Aw c'mon, it looks pretty close to that wall. It had to be at least a 3-pt manouvere.  

Or is the E36/7's wheelbase actually that short?  

Beautiful garage, I wish I could have something like that. No land around here though. I think I'd have to invest in a lift too, though.


----------



## SARAFIL (Feb 19, 2003)

Pinecone said:


> *And last, from the right front (in front of Roadster). You can see the arched trusses to give an extra 2 feet of ceiling height. ANd that is on top of 11 feet at the eaves.
> 
> The garage doors are one 32" radius tracks to move the tracks up an extra 18" over standard tracks.
> 
> The lift will be in the center, where the pile of unused drywall is. *


What a beautiful garage!!

Does it have a drain in the floor so you can wash the car inside in the cold weather?


----------



## Nick325xiT 5spd (Dec 24, 2001)

*drool*


----------



## Pinecone (Apr 3, 2002)

Thanks for the compliments. It better be nice, for all that it is costing. 

No 3 pt turn needed, it is still a good 3 feet or more from teh wall. This thing is HUGE. And yes the wheelbase is that short. 

No floor drain, but the floor does slope to the outside, so you could wash in there. The big thing will be controlling the water spray.

Of course it will even look better when I get the paint on the wall, lights up, cabinets and shelves on all that wall space, work benches, and of course the equipment. 

My wife thinks I should have a garage warming party when it is done, if ever.


----------



## Mystikal (Dec 20, 2001)

Pinecone said:


> *No floor drain, but the floor does slope to the outside, so you could wash in there. The big thing will be controlling the water spray.
> *


How about putting up wall tiling then? Easier to clean, can take water...


----------



## johnlew (Dec 25, 2001)

Looks like it will be great, Pinecone.

What do you think of this garage? I posted it in the GalBimmer thread.

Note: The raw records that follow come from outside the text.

PR #1448, opened 2016-07-26
RTS-1051: Add the SHOW TABLES command

hazen:
Return a single-columned table with a list of all compiled tables when the query string "SHOW TABLES" is given

### DIFF
--- a/src/riak_kv_compile_tab.erl
+++ b/src/riak_kv_compile_tab.erl
@@ -24,7 +24,7 @@
 
 -export([
          delete_dets/1,
-         get_all_compiled_ddls/0,
+         get_all_table_names/0,
          get_compiled_ddl_version/1,
          get_ddl/1,
          get_state/1,
@@ -167,13 +167,14 @@ get_ddl(BucketType) when is_binary(BucketType) ->
     end.
 
 %%
--spec get_all_compiled_ddls() -> term() | notfound.
-get_all_compiled_ddls() ->
-    case dets:match(?TABLE, {'_','_','$1','_','compiled'}) of
+-spec get_all_table_names() -> term() | notfound.
+get_all_table_names() ->
+    case dets:match(?TABLE, {'$1','_','_','_','compiled'}) of
         [] ->
             [];
         Matches ->
-            [DDL || [DDL] <- Matches]
+            Tables = [DDL || [DDL] <- Matches],
+            lists:usort(Tables)
     end.
 
 %% Update the compilation state using the compiler pid as a key.
@@ -361,8 +362,8 @@ get_all_compiled_ddls_test() ->
             ok = insert(<<"my_type4">>, 8, {ddl_v1}, Pid4, compiled),
 
             ?assertEqual(
-                [{ddl_v1},{ddl_v1}],
-                get_all_compiled_ddls()
+                [<<"my_type2">>,<<"my_type4">>],
+                get_all_table_names()
             )
         end).
 -endif.
--- a/src/riak_kv_compile_tab.erl
+++ b/src/riak_kv_compile_tab.erl
@@ -171,7 +171,7 @@ get_ddl(BucketType) when is_binary(BucketType) ->
 get_all_compiled_ddls() ->
     case dets:match(?TABLE, {'_','_','$1','_','compiled'}) of
         [] ->
-            notfound;
+            [];
         Matches ->
             [DDL || [DDL] <- Matches]
     end.
--- a/src/riak_kv_compile_tab.erl
+++ b/src/riak_kv_compile_tab.erl
@@ -24,6 +24,7 @@
 
 -export([
          delete_dets/1,
+         get_all_compiled_ddls/0,
          get_compiled_ddl_version/1,
          get_ddl/1,
          get_state/1,
@@ -163,6 +164,16 @@ get_ddl(BucketType) when is_binary(BucketType) ->
             DDL;
         [] ->
             notfound
+    end.
+
+%%
+-spec get_all_compiled_ddls() -> term() | notfound.
+get_all_compiled_ddls() ->
+    case dets:match(?TABLE, {'_','_','$1','_','compiled'}) of
+        [] ->
+            notfound;
+        Matches ->
+            [DDL || [DDL] <- Matches]
     end.
 
 %% Update the compilation state using the compiler pid as a key.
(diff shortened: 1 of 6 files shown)


src/riak_kv_compile_tab.erl
```diff
@@ -165,6 +166,16 @@ get_ddl(BucketType) when is_binary(BucketType) ->
             notfound
     end.
 
+%%
+-spec get_all_compiled_ddls() -> term() | notfound.
+get_all_compiled_ddls() ->
+    case dets:match(?TABLE, {'_','_','$1','_','compiled'}) of
```
andytill: Does this give one result per DDL per DDL version?

src/riak_kv_ts_api.erl
```diff
@@ -46,15 +46,16 @@
...
+-type query_api_call() :: query_create_table | query_select | query_describe | query_insert | query_show_tables.
 -type api_call() :: get | put | delete | list_keys | coverage | query_api_call().
 -export_type([query_api_call/0, api_call/0]).
 
 -spec api_call_from_sql_type(riak_kv_qry:query_type()) -> query_api_call().
-api_call_from_sql_type(ddl)      -> query_create_table;
-api_call_from_sql_type(select)   -> query_select;
-api_call_from_sql_type(describe) -> query_describe;
-api_call_from_sql_type(insert)   -> query_insert.
+api_call_from_sql_type(ddl)         -> query_create_table;
```
andytill, line 54: This function should be like the snippet below to avoid big diffs like this.

``` erlang
api_call_from_sql_type(ddl) ->
    query_create_table.
```

src/riak_kv_compile_tab.erl
```diff
@@ -165,6 +166,16 @@ get_ddl(BucketType) when is_binary(BucketType) ->
             notfound
     end.
 
+%%
+-spec get_all_compiled_ddls() -> term() | notfound.
```
paegun: Instead of `term()` in the spec, isn't the type `list(ddl_v1())`?

andytill: It isn't guaranteed to be a `ddl_v1` record in the future.

src/riak_kv_compile_tab.erl
hazen: IIRC you can only have one version of a table at any given time so each table will therefore return only a single DDL record

andytill: There will be multiple versions in there when we support upgrade/downgrade of DDLs.

andytill: The first element of the dets records' is the bucket type name as a binary, why not use that, and push it to a set?

paegun:
+1 84bb61d

src/riak_kv_compile_tab.erl
hazen: I wasn't sure if we needed additional metadata about a table

hazen: Can more than one version of a table be active at the same time on the same node?

andytill: No, but all versions of the DDL will be stored in this dets.  So that on downgrade the correct version can be picked out, because it may not be possible to have a downgrade transform for ddl_v10 when we only know about version ddl_v8 for example.

src/riak_kv_compile_tab.erl
```diff
@@ -167,13 +167,14 @@ get_ddl(BucketType) when is_binary(BucketType) ->
     end.
 
 %%
--spec get_all_compiled_ddls() -> term() | notfound.
-get_all_compiled_ddls() ->
-    case dets:match(?TABLE, {'_','_','$1','_','compiled'}) of
+-spec get_all_table_names() -> term() | notfound.
+get_all_table_names() ->
+    case dets:match(?TABLE, {'$1','_','_','_','compiled'}) of
```
andytill, line 172: Does this have to be a case expression, it is safe for a list comprehension to iterate an empty list.

paegun:
I wasn't able to assemble the case when multiple table versions exists (non-distinct table name), but based on the `dets:match/2` underlying, matching on $1 to distinctify the match, as long as the $1 version of the table is not ~"garbage collected", this solution will hold. For these reasons, I recommend the following:
1. Add a test that demonstrates as well as tests the case of multiple table versions.
2. Add a comment about this match on $1 w/ a warning about this failing if versions are ~"garbage collected".

andytill:
@paegun how do you mean garbage collected?

btw multiple versions will come in, in the DDL upgrade work I am doing for descending keys. There is only one DDL version at the moment so this can't happen but no point in writing future problems.

paegun:
@andytill I'm unfamiliar with the various ways that table versions are created, nor how long old versions will be valid until, but given future time is infinite, typically old versions that are no longer useful are garbage, so collected, it seems likely that counting on version one to always be present is not a 100% certain solution.

andytill:
No plan to delete old versions right now, but I guess there must be along an infinitely long time span :)

paegun:
+1 101869fa00f6aea6a89ab3c695e94369b1fcdf23
- With @andytill explanation re: how tables version, a test should be added when upgrade/downgrade test-ability is present.
- Considering ~"garbage collection" a feature for later.

src/riak_kv_compile_tab.erl
hazen, line 172: You are correct, Andy. I'll make a new PR for this.

hazen:
@borshop merge

src/riak_kv_ts_svc.erl
```diff
@@ -152,7 +152,13 @@ process(M = #riak_sql_describe_v1{'DESCRIBE' = Table}, State) ->
     check_table_and_call(Table, fun sub_tsqueryreq/4, M, State);
 
 process(M = #riak_sql_insert_v1{'INSERT' = Table}, State) ->
-    check_table_and_call(Table, fun sub_tsqueryreq/4, M, State).
+    check_table_and_call(Table, fun sub_tsqueryreq/4, M, State);
+
+process(#riak_sql_show_tables_v1{}, State) ->
+    {ok, {ColNames, ColTypes, LdbNativeRows}} =
+        riak_kv_ts_api:query("SHOW TABLES", ?DDL{}),
```
hmmr, line 159: Instead of calling `riak_kv_ts_api:query/2` with a hard-coded SQL statement, you could call `riak_kv_qry:submit(M, ?DDL{})` (where `M` would be the `#riak_sql_show_tables_v1{}` argument matched in function head, as in other `process` heads). By the time execution reaches `riak_kv_ts_svc:process/2`, the original SQL statement will have already been parsed (resulting in `#riak_sql_show_tables_v1{}`, which is why we are here), and there's no need to create a new, identical statement and have it parsed again.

How's this for a garage? My buddy, the one with the Z8. The mini is sold. He's moving, the new garage will be an improvement! This has, Heat/Air, TV, Sinks w/hot, cold water, Compressed air, floor drain. The picture is of him racing his yellow 356.


----------



## Pinecone (Apr 3, 2002)

Mystikal said:


> *How about putting up wall tiling then? Easier to clean, can take water... *


Hard to do, and not cheap.

What I am doing is painting the walls with a special paint designed for bathrooms. It is film forming, water proof, and scuff resistant. But it is not just the walls, it is all the other stuff in there.


----------



## Pinecone (Apr 3, 2002)

johnlew said:


> *Looks like it will be great, Pinecone.
> 
> What do you think of this garage? I posted it in the GalBimmer thread.
> 
> How's this for a garage? My buddy, the one with the Z8. The mini is sold. He's moving, the new garage will be an improvement! This has, Heat/Air, TV, Sinks w/hot, cold water, Compressed air, floor drain. The picture is of him racing his yellow 356. *


That one is very nice. Mine will have cold water (maybe hot later), heat and A/C (I am getting too old to freeze or cook while working on cars  ), compressed air, TV, computer, phone, etc. 

Just no floor drain.


----------



## SARAFIL (Feb 19, 2003)

Pinecone said:


> *My wife thinks I should have a garage warming party when it is done, if ever. *


"If ever..."

Those are the key words! I'm sure that once you think it is almost there, you will find a few more things that you simply must do or must buy, and then a few more things...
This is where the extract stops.